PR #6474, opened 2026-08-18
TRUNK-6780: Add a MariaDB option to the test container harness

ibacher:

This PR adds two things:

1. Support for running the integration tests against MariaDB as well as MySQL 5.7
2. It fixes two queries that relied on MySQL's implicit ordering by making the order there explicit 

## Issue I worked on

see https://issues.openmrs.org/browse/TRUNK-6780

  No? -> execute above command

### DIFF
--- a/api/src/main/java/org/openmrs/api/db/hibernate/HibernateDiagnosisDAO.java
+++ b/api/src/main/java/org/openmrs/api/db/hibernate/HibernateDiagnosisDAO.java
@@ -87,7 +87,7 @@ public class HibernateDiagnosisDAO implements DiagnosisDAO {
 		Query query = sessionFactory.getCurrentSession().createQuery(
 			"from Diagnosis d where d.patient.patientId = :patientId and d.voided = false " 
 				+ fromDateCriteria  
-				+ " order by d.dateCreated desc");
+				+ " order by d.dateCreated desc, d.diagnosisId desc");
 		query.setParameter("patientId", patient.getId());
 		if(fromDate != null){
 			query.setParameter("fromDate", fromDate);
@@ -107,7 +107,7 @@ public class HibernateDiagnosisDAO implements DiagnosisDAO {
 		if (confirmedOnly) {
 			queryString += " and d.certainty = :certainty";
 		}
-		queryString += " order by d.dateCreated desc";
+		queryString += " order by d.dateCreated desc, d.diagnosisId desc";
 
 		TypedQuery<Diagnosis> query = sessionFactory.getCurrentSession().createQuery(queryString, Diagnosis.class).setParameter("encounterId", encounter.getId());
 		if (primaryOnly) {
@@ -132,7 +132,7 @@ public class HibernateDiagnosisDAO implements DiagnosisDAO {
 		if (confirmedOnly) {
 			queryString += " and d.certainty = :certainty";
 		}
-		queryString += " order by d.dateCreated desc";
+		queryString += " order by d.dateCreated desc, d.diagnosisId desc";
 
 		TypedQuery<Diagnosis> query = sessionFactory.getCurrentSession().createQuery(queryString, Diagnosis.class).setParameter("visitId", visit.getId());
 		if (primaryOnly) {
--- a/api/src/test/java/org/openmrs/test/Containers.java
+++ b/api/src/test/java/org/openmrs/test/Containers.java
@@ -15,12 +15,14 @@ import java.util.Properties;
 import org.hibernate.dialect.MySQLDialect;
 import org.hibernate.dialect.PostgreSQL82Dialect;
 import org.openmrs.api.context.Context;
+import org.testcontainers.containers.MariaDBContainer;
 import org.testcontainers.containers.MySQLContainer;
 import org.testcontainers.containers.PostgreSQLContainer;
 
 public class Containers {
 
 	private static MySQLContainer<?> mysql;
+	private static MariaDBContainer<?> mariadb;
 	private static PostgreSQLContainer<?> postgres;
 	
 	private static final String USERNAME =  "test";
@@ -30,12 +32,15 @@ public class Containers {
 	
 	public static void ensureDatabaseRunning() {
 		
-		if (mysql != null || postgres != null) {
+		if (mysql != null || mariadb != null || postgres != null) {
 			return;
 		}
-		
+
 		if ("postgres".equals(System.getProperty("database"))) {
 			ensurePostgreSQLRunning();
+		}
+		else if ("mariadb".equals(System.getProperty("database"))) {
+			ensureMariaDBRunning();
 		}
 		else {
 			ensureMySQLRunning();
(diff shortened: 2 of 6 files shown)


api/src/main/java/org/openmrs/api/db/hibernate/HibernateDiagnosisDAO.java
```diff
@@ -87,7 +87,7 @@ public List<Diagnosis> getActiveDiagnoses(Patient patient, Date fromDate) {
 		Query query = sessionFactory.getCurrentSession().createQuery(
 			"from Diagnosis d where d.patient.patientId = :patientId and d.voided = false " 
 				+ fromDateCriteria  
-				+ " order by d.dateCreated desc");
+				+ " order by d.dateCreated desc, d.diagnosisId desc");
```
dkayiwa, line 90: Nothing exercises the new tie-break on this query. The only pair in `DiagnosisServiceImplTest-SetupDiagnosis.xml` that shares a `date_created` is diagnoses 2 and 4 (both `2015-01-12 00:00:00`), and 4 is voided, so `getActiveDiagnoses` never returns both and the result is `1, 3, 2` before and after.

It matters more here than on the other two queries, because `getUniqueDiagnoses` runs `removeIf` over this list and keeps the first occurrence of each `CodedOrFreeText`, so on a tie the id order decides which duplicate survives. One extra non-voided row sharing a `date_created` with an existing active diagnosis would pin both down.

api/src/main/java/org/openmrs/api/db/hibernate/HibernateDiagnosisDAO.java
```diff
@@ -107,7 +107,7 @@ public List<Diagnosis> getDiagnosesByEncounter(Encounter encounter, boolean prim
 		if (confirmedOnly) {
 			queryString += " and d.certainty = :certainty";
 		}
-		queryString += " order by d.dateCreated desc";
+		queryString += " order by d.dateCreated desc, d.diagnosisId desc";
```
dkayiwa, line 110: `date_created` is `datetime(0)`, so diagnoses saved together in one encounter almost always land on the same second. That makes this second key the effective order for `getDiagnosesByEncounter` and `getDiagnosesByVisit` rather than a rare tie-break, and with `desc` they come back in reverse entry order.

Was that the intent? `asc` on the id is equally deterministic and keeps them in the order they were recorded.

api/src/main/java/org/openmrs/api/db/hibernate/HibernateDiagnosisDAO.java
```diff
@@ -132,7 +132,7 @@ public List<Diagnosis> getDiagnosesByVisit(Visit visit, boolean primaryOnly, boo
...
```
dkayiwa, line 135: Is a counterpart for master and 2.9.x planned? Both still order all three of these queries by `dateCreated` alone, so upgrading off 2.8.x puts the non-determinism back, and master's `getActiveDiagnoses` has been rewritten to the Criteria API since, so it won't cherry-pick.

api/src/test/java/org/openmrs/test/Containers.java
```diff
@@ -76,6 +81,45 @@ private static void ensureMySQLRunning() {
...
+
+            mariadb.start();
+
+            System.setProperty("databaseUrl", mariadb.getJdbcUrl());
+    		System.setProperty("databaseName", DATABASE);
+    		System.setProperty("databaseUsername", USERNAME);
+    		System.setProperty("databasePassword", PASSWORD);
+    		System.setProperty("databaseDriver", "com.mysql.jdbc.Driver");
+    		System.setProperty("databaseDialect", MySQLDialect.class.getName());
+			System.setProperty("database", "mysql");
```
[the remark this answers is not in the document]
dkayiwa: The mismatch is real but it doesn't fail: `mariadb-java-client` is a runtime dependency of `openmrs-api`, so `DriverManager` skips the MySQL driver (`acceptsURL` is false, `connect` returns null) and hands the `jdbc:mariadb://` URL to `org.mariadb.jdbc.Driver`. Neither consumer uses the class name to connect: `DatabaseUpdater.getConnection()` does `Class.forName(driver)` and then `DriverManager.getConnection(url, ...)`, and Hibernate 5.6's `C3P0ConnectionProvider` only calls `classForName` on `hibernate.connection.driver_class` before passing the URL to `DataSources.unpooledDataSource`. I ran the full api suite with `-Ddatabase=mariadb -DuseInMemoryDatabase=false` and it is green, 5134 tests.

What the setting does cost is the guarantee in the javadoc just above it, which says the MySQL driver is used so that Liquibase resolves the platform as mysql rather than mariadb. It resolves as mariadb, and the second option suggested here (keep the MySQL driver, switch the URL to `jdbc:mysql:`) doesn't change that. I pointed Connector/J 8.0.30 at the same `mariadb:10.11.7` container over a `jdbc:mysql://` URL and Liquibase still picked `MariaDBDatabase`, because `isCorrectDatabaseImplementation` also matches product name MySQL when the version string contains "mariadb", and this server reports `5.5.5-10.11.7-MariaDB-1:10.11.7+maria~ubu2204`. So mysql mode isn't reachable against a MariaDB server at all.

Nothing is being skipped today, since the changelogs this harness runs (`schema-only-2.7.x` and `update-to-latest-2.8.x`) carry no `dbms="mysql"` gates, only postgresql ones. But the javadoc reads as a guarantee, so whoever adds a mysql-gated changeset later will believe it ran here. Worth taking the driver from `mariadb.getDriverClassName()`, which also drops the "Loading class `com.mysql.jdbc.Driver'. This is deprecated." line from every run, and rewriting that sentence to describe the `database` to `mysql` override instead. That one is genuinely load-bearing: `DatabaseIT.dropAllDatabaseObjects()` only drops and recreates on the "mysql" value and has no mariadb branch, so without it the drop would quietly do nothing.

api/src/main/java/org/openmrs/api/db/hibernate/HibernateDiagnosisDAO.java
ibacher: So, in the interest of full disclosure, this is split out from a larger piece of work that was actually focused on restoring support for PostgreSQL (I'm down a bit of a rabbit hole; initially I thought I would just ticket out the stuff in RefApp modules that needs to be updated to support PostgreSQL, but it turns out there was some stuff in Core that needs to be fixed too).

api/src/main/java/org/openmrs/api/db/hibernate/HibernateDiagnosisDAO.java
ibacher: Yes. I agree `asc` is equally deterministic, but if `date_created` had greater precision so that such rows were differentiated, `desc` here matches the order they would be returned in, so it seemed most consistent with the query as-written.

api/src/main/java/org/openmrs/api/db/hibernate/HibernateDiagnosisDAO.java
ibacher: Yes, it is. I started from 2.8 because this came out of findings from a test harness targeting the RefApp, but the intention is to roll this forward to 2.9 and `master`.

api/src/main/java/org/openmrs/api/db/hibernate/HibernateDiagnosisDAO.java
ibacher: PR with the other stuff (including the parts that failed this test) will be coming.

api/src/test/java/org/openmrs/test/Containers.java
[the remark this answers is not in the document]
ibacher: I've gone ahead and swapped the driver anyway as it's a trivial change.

● **Assigned task**: Within the listing above, the range opens at the line with "import org.testcontainers.containers.MySQLContainer;" and closes at the line with "(mysql != null || postgres". Reproduce exactly the lines of that range, including both ends.

● **Answer section**:
 import org.testcontainers.containers.MySQLContainer;
 import org.testcontainers.containers.PostgreSQLContainer;
 
 public class Containers {
 
 	private static MySQLContainer<?> mysql;
+	private static MariaDBContainer<?> mariadb;
 	private static PostgreSQLContainer<?> postgres;
 	
 	private static final String USERNAME =  "test";
@@ -30,12 +32,15 @@ public class Containers {
 	
 	public static void ensureDatabaseRunning() {
 		
-		if (mysql != null || postgres != null) {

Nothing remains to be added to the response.